(Saved entries)
++++++
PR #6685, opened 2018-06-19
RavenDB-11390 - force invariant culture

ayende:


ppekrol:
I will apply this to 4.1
++++++
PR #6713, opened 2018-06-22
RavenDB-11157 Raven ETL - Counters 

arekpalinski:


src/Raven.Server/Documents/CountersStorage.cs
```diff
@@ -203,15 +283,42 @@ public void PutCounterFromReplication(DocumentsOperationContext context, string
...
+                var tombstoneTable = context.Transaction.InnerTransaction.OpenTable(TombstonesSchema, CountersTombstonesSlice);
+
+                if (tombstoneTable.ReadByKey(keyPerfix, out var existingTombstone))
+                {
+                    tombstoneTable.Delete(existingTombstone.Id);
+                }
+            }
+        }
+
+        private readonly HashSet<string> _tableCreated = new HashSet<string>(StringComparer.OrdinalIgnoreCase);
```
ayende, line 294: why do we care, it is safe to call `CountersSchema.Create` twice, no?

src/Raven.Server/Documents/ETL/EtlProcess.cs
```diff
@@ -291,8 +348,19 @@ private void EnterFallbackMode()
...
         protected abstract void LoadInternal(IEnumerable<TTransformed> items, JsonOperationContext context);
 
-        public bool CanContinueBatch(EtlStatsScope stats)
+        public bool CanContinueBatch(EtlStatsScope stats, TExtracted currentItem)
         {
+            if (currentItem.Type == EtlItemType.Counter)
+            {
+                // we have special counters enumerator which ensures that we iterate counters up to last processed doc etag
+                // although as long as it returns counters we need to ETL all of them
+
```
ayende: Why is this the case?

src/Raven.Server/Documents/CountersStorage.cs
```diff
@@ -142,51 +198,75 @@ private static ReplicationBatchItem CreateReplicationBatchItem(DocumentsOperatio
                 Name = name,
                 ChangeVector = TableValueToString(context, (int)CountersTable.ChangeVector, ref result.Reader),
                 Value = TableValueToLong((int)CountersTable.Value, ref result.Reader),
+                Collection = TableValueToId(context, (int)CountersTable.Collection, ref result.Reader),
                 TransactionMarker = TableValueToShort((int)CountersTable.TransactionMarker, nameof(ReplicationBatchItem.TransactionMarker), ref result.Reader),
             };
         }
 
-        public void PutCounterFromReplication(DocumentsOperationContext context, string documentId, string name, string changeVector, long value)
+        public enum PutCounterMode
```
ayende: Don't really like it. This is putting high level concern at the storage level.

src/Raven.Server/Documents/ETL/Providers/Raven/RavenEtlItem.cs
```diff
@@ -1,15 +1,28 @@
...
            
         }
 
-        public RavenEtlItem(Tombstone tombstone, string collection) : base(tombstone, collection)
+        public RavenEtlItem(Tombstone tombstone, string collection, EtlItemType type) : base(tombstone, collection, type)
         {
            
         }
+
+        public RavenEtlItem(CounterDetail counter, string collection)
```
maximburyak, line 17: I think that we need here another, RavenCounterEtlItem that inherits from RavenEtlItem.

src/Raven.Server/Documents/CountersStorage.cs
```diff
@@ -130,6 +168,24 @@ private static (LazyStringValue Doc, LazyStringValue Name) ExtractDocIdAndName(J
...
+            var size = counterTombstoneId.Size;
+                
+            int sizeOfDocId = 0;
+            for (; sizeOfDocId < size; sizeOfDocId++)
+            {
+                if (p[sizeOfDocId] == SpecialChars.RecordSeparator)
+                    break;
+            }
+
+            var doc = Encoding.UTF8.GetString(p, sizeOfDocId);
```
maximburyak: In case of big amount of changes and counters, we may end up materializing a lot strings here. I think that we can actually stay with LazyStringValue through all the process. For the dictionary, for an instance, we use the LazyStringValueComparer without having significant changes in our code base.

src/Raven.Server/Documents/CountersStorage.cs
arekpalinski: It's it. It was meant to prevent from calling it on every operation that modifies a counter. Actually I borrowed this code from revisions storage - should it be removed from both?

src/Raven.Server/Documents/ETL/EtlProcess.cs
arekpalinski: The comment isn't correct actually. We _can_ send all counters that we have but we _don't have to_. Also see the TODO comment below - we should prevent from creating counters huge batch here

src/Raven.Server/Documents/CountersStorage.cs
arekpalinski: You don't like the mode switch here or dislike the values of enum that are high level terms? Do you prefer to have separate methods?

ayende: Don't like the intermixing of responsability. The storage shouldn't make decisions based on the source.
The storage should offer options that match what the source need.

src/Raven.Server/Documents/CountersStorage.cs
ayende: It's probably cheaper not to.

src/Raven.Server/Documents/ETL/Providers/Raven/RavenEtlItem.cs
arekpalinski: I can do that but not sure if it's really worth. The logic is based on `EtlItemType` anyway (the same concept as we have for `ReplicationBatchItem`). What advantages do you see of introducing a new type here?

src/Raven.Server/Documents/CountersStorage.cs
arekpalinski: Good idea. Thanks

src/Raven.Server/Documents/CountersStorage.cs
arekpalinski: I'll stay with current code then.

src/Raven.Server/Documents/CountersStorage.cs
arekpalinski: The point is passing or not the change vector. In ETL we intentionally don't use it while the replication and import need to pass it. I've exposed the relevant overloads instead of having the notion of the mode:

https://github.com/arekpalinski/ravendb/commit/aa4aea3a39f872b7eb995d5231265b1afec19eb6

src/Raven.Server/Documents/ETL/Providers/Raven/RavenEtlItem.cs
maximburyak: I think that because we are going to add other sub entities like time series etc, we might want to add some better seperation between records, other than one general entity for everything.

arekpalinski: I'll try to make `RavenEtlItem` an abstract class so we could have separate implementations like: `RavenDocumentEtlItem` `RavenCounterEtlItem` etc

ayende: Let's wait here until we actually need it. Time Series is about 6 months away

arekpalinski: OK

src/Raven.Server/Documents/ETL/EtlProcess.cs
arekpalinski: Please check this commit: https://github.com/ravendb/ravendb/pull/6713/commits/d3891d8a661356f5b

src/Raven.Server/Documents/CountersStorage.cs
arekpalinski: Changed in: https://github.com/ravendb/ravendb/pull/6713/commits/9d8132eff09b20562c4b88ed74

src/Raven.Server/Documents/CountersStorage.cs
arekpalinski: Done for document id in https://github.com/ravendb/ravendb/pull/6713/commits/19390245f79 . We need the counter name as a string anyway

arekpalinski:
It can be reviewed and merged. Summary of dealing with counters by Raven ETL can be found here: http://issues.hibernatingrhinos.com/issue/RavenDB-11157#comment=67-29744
++++++
■ **Instructions for the task**: Every line above with the string "prevent" in it should be copied into the answer.

■ **Task output**:
arekpalinski: It's it. It was meant to prevent from calling it on every operation that modifies a counter. Actually I borrowed this code from revisions storage - should it be removed from both?
arekpalinski: The comment isn't correct actually. We _can_ send all counters that we have but we _don't have to_. Also see the TODO comment below - we should prevent from creating counters huge batch here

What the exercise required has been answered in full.